HARD TIMES AND ATTITUDE ADJUSTMENTS
Despite a bright career in Belgium, the work and stress took a toll. “My illness must have been a long time in the making with several setbacks and other difficulties over the years. Three years ago I was diagnosed with mononucleosis, which lead to my eventual burnout. It took me a long time to accept it, and in the end I just fell apart. I saw a doctor who told me that I was experiencing burnout and that I needed to acknowledge it. I went home and cried my eyes out, and my husband had to remind me to be grateful that it wasn’t cancer or worse. From that point on I thought about my life differently, changed the people I surrounded myself with and stopped doing things that didn’t matter. I quit putting myself in positions I had convinced myself were important but, in truth, didn’t matter. I used to say yes to everything, and I’ve stopped that and now choose only what I think is interesting and right for me.
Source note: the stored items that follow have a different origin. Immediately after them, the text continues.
PR #269, opened 2023-02-11
Camp Overview: Sort waitlisted campers by created at date

twilkhoo:
## Notion ticket link

[Camp Overview: Sort waitlisted campers by created at date](https://www.notion.so/uwblueprintexecs/Camp-Overview-Sort-waitlisted-campers-by-created-at-date-d3df8b367eba444a988a58c56fc7f6ce?pvs=4)

## Implementation description
* Added a registrationDate property to waitlisted camper DTOs and schema, and also implemented it whereever needed (pretty much look at whereever waitlisted campers were being used and added the new property there, trying to recreate what we did with the regular camper dtos).

## Steps to test
1. Note: This PR will only work properly after PR #267 is submitted, so I'll draft it until then.
2. Register some campers on a waitlist
3. Ensure that they are sorted in the order you created them in (by registrationDate).

* Correctness, functionality.

## Checklist

### DIFF
--- a/backend/typescript/types.ts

When I was working on this book in Iceland over the summer, there was a lot to do in only one month, but I’ve reconceived how I work and take better care of myself. If I feel stress coming on or insecurity I shut off the computer, take the dog for a walk or watch a show and clear my mind.” When asked for the secret behind this newfound wellbeing in her life, she says she doesn’t overthink things anymore. “I believe that your attitude has a profound impact on how your life unfolds. I used to judge others and got jealous and was quick to go on the defensive. But I’ve learned to take a breath and try to see the positive in life and focus on that. I choose to believe my glass is half full. I learned to be satisfied even when I don’t have much and to be grateful for what I’ve been given. I’m a modest person and don’t live like some celebrity, but more like a regular person and people like that,” Dagný Rós says in closing, seemingly quite content with her life and the adventure she has created for herself in Belgium.